[Given records Boundary: Start]

PR #143, opened 2022-10-27
Update max responses check for nodes response

jtraglia:
When reviewing the nodes response handler, I noticed that the maximum number of responses check is a bit weird. It will print a warning if there are going to be more than 15 packets (`DISTANCES_TO_REQUEST_PER_PEER * 5`) but it will stop processing after 6 (`self.config.max_nodes_response / 3 + 1`) packets. Am I understanding this correctly?

This PR will:

* Make a new constant: `MAX_RESPONSES`
* Use this constant for both checks.

### DIFF
--- a/src/service.rs
+++ b/src/service.rs
@@ -54,7 +54,8 @@ pub(crate) const DISTANCES_TO_REQUEST_PER_PEER: usize = 3;
 /// can be returned. Datagrams have a max size of 1280 and ENR's have a max size
 /// of 300 bytes. Bucket sizes should be 16. Therefore, to return all required peers
 /// there should be no more than `5 * DISTANCES_TO_REQUEST_PER_PEER` responses.
-pub(crate) const MAX_NODES_RESPONSES: usize = (MAX_NODES_PER_BUCKET / 4 + 1 ) * DISTANCES_TO_REQUEST_PER_PEER;
+pub(crate) const MAX_NODES_RESPONSES: usize =
+    (MAX_NODES_PER_BUCKET / 4 + 1) * DISTANCES_TO_REQUEST_PER_PEER;
 
 /// Request type for Protocols using `TalkReq` message.
 ///
@@ -733,7 +734,7 @@ impl Service {
                         // another response
                         // If we have already received all our required nodes, drop any extra
                         // rpc messages.
-                        if  current_response.received_nodes.len() < self.config.max_nodes_response
+                        if current_response.received_nodes.len() < self.config.max_nodes_response
                             && (current_response.count as u64) < total
                             && current_response.count < MAX_NODES_RESPONSES
                         {
--- a/src/service.rs
+++ b/src/service.rs
@@ -22,7 +22,7 @@ use crate::{
     handler::{Handler, HandlerIn, HandlerOut},
     kbucket::{
         self, ConnectionDirection, ConnectionState, FailureReason, InsertResult, KBucketsTable,
-        NodeStatus, UpdateResult,
+        NodeStatus, UpdateResult, MAX_NODES_PER_BUCKET,
     },
     node_info::{NodeAddress, NodeContact, NonContactable},
     packet::MAX_PACKET_SIZE,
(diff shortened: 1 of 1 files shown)


AgeManning:
Yeah. 
Originally the warning was to check for anything blatantly obviously wrong with other's implementations. It did a good job finding people sending a single ENR per request. 

The second bit of code was to actually be defensive. Although 15 would be the theoretical limit (assuming you can fit 4 ENRs into a single response), I think I wanted to be more stringent with actually getting spammed with responses. 

I don't quite remember the logic, but I was assuming you could at least fit 3 ENRs per response. So to get to our desired 16, at a minimum, you should be able to do it in 6. 

But you can ask for sparse buckets and probably this is too stringent. 

I agree with your changes, I added one other check to make it more directly dependent on how many nodes we have received. 

Let me know what you think

jtraglia:
> I don't quite remember the logic, but I was assuming you could at least fit 3 ENRs per response. So to get to our desired 16, at a minimum, you should be able to do it in 6.

Ah I understand now, that makes sense.

> I added one other check to make it more directly dependent on how many nodes we have received.

This is a good check check to have! Thanks for adding it.

Also, after thinking about it a little more, is 15 the actual upper limit? Shouldn't it be 12?

```rust
/// The number of distances (buckets) we simultaneously request from each peer.
/// NOTE: This must not be larger than 127.
pub(crate) const DISTANCES_TO_REQUEST_PER_PEER: usize = 3;

/// The maximum size of an ENR in bytes.
pub(crate) const MAX_ENR_SIZE: usize = 300;

/// A bucket can have `MAX_NODES_PER_BUCKET` (16) nodes and we request
/// `DISTANCES_TO_REQUEST_PER_PEER` (3) buckets, so there could up to be
/// `16 * 3 = 48` nodes to return. Datagrams have a max size of
/// `MAX_PACKET_SIZE` (1280) and ENRs have a max size of `MAX_ENR_SIZE` (300)
/// bytes, so they should be able to include at least `1280 / 300 = 4` nodes per
/// response. A peer can fit all of the nodes into `48 / 4 = 12` responses.
pub(crate) const MAX_NODES_RESPONSES: usize =
    (MAX_NODES_PER_BUCKET * DISTANCES_TO_REQUEST_PER_PEER) / (MAX_PACKET_SIZE / MAX_ENR_SIZE);
```

AgeManning:
Yeah so this is/was my logic:
- In a request we only really want to return 16 per node. We can ask for many distances, because sometimes the buckets can be sparse and we might only get 1 or 2 nodes in each bucket. From memory I think a query from a single node should get 16 at most. If we get more than 16 we just stop asking or caring about the responses.
- Although a packet has a max size of 1280, it doesn't guarantee we can fit 4 ENRs in that. I didn't actually do the math, but at the worst case, lets say we have 4 ENRs at their max-size being 1200 bytes. The packet also requires the RLP encoding, the RPC types and the two layers of encryption. If its an auth-header response, thats more bytes. I didn't look at the auth-header case, but I assume thats the worst case in which it may need more than 80 bytes. So in some absolute worst cases we may not be able to fit 4 ENRs, so I was thinking we should always at least fit 3.
- If the worst case is 3, then to get 16 nodes, its 16/3 = 5. I think I added one for rounding. 
- The original case was checking for blatantly wrong implementations. If we have honest node for a few buckets and those buckets are full. Then the worst case would be that the node sends all the peers in all the buckets we request. Assuming the logic above says 5 requests per bucket, then at the VERY worst, the node should only send 5 responses per distance (we can probably be stricter here). I was seeing some implementations sending more than this, and hence a warning was being emitted so I could identify which nodes were doing wrong behaviour.

In summary:
I think there are two limits we still want:
1) Is the node malicious/faulty : Some upper bound, like 5 responses per bucket. If they are over this, node is malicious/faulty
2) How many ENRs per request do we want before we stop reading packets (also kinda DOS prevention): I think this number is <  the number that determines if they are malicious/faulty). 

For 1) I had 5*Distances requested. And for 2) I added this extra check for number of nodes received and still use 1) as an upper bound. 

I dont think we can just do `MAX_PACKET_SIZE/MAX_ENR_SIZE` because there's extra stuff that needs to go into a packet than strait encoded ENRs. And the extra stuff is variable based on what kind of packet we are getting.

jtraglia:
Thank you for the detailed response. I understand and agree with all of that. Sorry if I am being nit-picky. I think the way you've designed things is smart. I'm happy with the current state of this PR if you want to keep it.

AgeManning (approved):

PR #148, opened 2022-11-18
Move RequestCall into its own file for easier review and self-contain…

divagant-martian:
just testing if ci runs for age


divagant-martian:
ci works

PR #3382, opened 2024-08-15
[stdlib] Add `sqrt(FloatLiteral) -> FloatLiteral` overload.

helehex:
Add `FloatLiteral.__sqrt__()`
Add `FloatLiteral.__recip_sqrt__()`
Add Newtons method for solving it.

I hope this doesn't explode anyone's compile times, but since i did #3381 I figured I should add this as well.

### DIFF
--- a/stdlib/src/builtin/float_literal.mojo
+++ b/stdlib/src/builtin/float_literal.mojo
@@ -16,6 +16,7 @@ These are Mojo built-ins, so you don't need to import them.
 """
 
 from builtin._math import Ceilable, CeilDivable, Floorable, Truncable
+from math.solver import newtons_method
 
 # ===----------------------------------------------------------------------===#
 # FloatLiteral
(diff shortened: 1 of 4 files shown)


helehex:
There's worse things you could already do at compile time, right? It'll be finee...

helehex:
If it is a problem, I could get rid of the `sqrt()` overload, but keep the `FloatLiteral__sqrt__()` method so we still have something. Then we can improve the implementation over time. same for #3381

JoeLoser (commented):
Similar comments about the use of special dunder methods as my comments from https://github.com/modularml/mojo/pull/3381#issuecomment-2305320989.  @abduld how do you feel about introducing a Newton solver in the math module?  I'm not so sure we want to go down that route right now in the standard library.

helehex:
The dunder would gives a nice handle for a sqrtable trait, and yeah I'm not sure about the newton solver either, but it's what I had on hand, and I realized that having a intliteral sqrt and not a floatliteral sqrt might cause issues, so I just did both

helehex:
Also, i know someone was asking about floatliter/intliteral square root in one of the community meetings, and since i already made them for one of my projects, i figured i'd try adding them. (which is another reason this would be nice; a sqrtable trait would avoid conflics with builtin sqrt that i've have to work around in that project)

helehex:
Closing until we have better benchmarks

PR #3386, opened 2024-08-16
[proposal] Some Mojo Classes proposal fixes

msaelices:
- Fix the `mro()` sample implementation
- Fix `__new__` signature


JoeLoser:
Thanks for the fixes, but we've actually decided to remove this proposal from the public for now since there's no current plans of working on this in the short-term.  The design of classes will be different as the language evolves.

PR #3387, opened 2024-08-16
[stdlib] Make `NoneType` Formattable, Stringable and Representable.

helehex:
Since currently, you can't do `str(NoneType())`

### DIFF
--- a/stdlib/src/builtin/none.mojo
+++ b/stdlib/src/builtin/none.mojo
@@ -18,7 +18,13 @@ These are Mojo built-ins, so you don't need to import them.
 
 @value
 @register_passable("trivial")
-struct NoneType(CollectionElement):
+struct NoneType(
+    CollectionElement,
+    CollectionElementNew,
+    Formattable,
+    Representable,
+    Stringable,
+):
     """Represents the absence of a value."""
 
     alias _mlir_type = __mlir_type.`!kgen.none`
@@ -26,10 +32,12 @@ struct NoneType(CollectionElement):
 
     var _value: Self._mlir_type
 
+    @always_inline
     fn __init__(inout self):
         """Construct an instance of the `None` type."""
         self._value = None
 
+    @always_inline
     fn __init__(inout self, *, other: Self):
         """Explicit copy constructor.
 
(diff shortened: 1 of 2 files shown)


soraros:
After this we can finally remove the `_NoneType` from optional.

stdlib/src/builtin/none.mojo
```diff
@@ -18,7 +18,7 @@ These are Mojo built-ins, so you don't need to import them.
 
 @value
 @register_passable("trivial")
-struct NoneType(CollectionElement):
+struct NoneType(CollectionElement, Formattable, Representable, Stringable):
```
soraros, line 21: Maybe also add conformance to `CollectionElementNew`.

JoeLoser:
!sync

stdlib/src/builtin/none.mojo
```diff
@@ -37,3 +37,28 @@ struct NoneType(CollectionElement):
...
+    fn __str__(self) -> String:
+        """Returns the string representation of `None`.
+
+        Returns: `"None"`.
+        """
+        return "None"
+
+    @no_inline
+    fn __repr__(self) -> String:
+        """Return the string representation of `None`.
```
gryznar, line 51: Inconsistency. Above is Returns (with -s)

stdlib/src/builtin/none.mojo
```diff
@@ -37,3 +37,28 @@ struct NoneType(CollectionElement):
...
+
+        Returns: `"None"`.
+        """
+        return "None"
+
+    @no_inline
+    fn format_to(self, inout writer: Formatter):
```
JoeLoser, line 58: **Suggestion** Can we write a test for this?  I think this will currently fail still in `test/utils/test_format.mojo`:

```
ef test_formatter_of_none():
   var x = None
   var fmt = Formatter(x)
   fmt.write(x)
   assert_equal(x, "None")
```

I think it will fail to construct the formatter.

helehex:
Thanks guys, I will definitely get to the suggestions here, just feels kinda weird right now with the tests failing, and the version mismatch problem. Hopefully those things get sorted out soon because I couldn't even run the stdlib tests locally without downgrading my mojo version last time I tried.

helehex:
There's a test that's failing even if I override the version check, so I cant really make sure it's correct. Hopefully it's all good though.

helehex:
Btw @soraros @JoeLoser, Maybe you know this already, but using `NoneType` instead of  `_NoneType` breaks something in `Set`. 
Maybe because `NoneType` is `register_passable`?

helehex:
Oups, Joe is on vacation

helehex:
They're both zero size, so i dont think that would be the issue..

soraros:
I also tried removing `_NoneType` and it was trigging some compiler bugs. So maybe we should do that on a later date.

stdlib/test/builtin/test_none.mojo
```diff
@@ -12,11 +12,28 @@
...
+    test_format_to()
     test_type_from_none()
 
 
+def test_str():
+    assert_equal(NoneType().__str__(), "None")
+
+
+def test_repr():
+    assert_equal(NoneType().__str__(), "None")
```
JoeLoser, line 30: **Question** Shouldn't this be calling `repr` dunder?

JoeLoser:
!sync

stdlib/test/builtin/test_none.mojo
helehex: Yes it should, good catch and thanks for fixing it for me.
I still have to set up my stdlib development with magic properly.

[Given records Boundary: End]

■ Required work
Read the material above and copy out each line holding "proposal".

■ Reply
[proposal] Some Mojo Classes proposal fixes
Thanks for the fixes, but we've actually decided to remove this proposal from the public for now since there's no current plans of working on this in the short-term.  The design of classes will be different as the language evolves.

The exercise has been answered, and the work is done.